Scan the entries for the word "table", and copy every line where it appears.
========================================
PR #49, opened 2019-04-09
Elamin CYF Hotel

aldeez988:


clems27:
Good job, nice use of props, well-done @aldeez988

src/TouristInfoCards.js
```diff
@@ -0,0 +1,15 @@
+import React from 'react';
+import Cards from './Cards';
+import faker from 'faker';
+const TouristInfoCards = () => {
+    return (
+        <div className="card-deck">
+            <Cards website="https://peoplemakeglasgow.com/" city="Glasgow" image={faker.image.city()} />
```
40thieves: Huh, that's cool - I didn't realise Faker could provide images too

src/SearchButton.js
```diff
@@ -0,0 +1,13 @@
+import React from 'react';
+
+
+const SearchButton = () => {
+    return (
+
+        <button className="btn btn-primary">Search IDs</button>
```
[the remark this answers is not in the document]
aldeez988: We can change the button label and send it as ac props from the parent component also I need to change the component name from SearchButton to Button

src/TouristInfoCards.js
aldeez988: Thanks @40thieves  for you valuable feedback I have update my PR +1

src/Orders.js
```diff
@@ -0,0 +1,24 @@
+import React from 'react';
+import RestaurantButton from './RestaurantButton';
+
+class Orders extends React.Component {
```
nbogie: good

src/Restaurant.js
```diff
@@ -1,17 +1,20 @@
...
-      <h3>Restaurant Orders</h3>
-      <ul>
-        <li>
-          Pizzas: {pizzas} <button className="btn btn-primary">Add</button>
-        </li>
-      </ul>
-    </div>
-  );
+  render() {
+    const pizzas = 0;
```
nbogie: remove unused code.

src/SearchResults.js
```diff
@@ -0,0 +1,80 @@
+import React from 'react';
+import moment from 'moment'
+
+class SearchResults extends React.Component {
+    constructor(props) {
+        super(props);
+        this.state = { isRowSelected: false, selectedRow: null };
+    }
+
```
nbogie: if you read HW task 14 carefully, you'll see that many rows can be selected at the same time.  So you need a data structure(s) that can track that.  A single scalar variable (e.g. a single number) isn't going to be enough to model the case that the rows 1, 2, 5, 17, and 19 are selected!

Once you decide on the correct state to use, it will be easier to write everything else.

src/SearchResults.js
```diff
@@ -0,0 +1,80 @@
...
+            event.target.parentNode.classList.add("table-danger");
+
+        } else if (this.state.selectedRow === event.target.parentNode) {//here we check if the clicked row is previously selected  if it is it will be unhighlighted
+
+            this.setState({
+                isRowSelected: false,
+                selectedRow: null
+            })
+            // removing the added class in case we clicked a previously highlighted row 
+            event.target.parentNode.classList.remove("table-danger");
```
nbogie: Don't do direct manipulation of the DOM outwith the render method (where you BUILD the DOM). Instead, change the STATE (or props of a child) and let the render() method(s) build the DOM for you.

aldeez988: Thank you @nbogie for your feedback, I have updated my code

src/Components/SearchResults.js
```diff
@@ -0,0 +1,142 @@
...
+        this.setState({ results: nextProps.results });
+    }
+
+    sortAndUpdate = (nameOFCoulumn, clicked) => {
+        console.log(nameOFCoulumn)
+        const ascendingSort = (a, b) => {
+            console.log(a.firstName)
+            if (nameOFCoulumn === "First Name") {
+                if (a.firstName < b.firstName) { return -1; }
+                if (a.firstName > b.firstName) { return 1; }
```
40thieves: This method repeats itself a bit. How could we clean it up so that it is more DRY?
========================================
### ANSWER SPACE
+            event.target.parentNode.classList.add("table-danger");
+            event.target.parentNode.classList.remove("table-danger");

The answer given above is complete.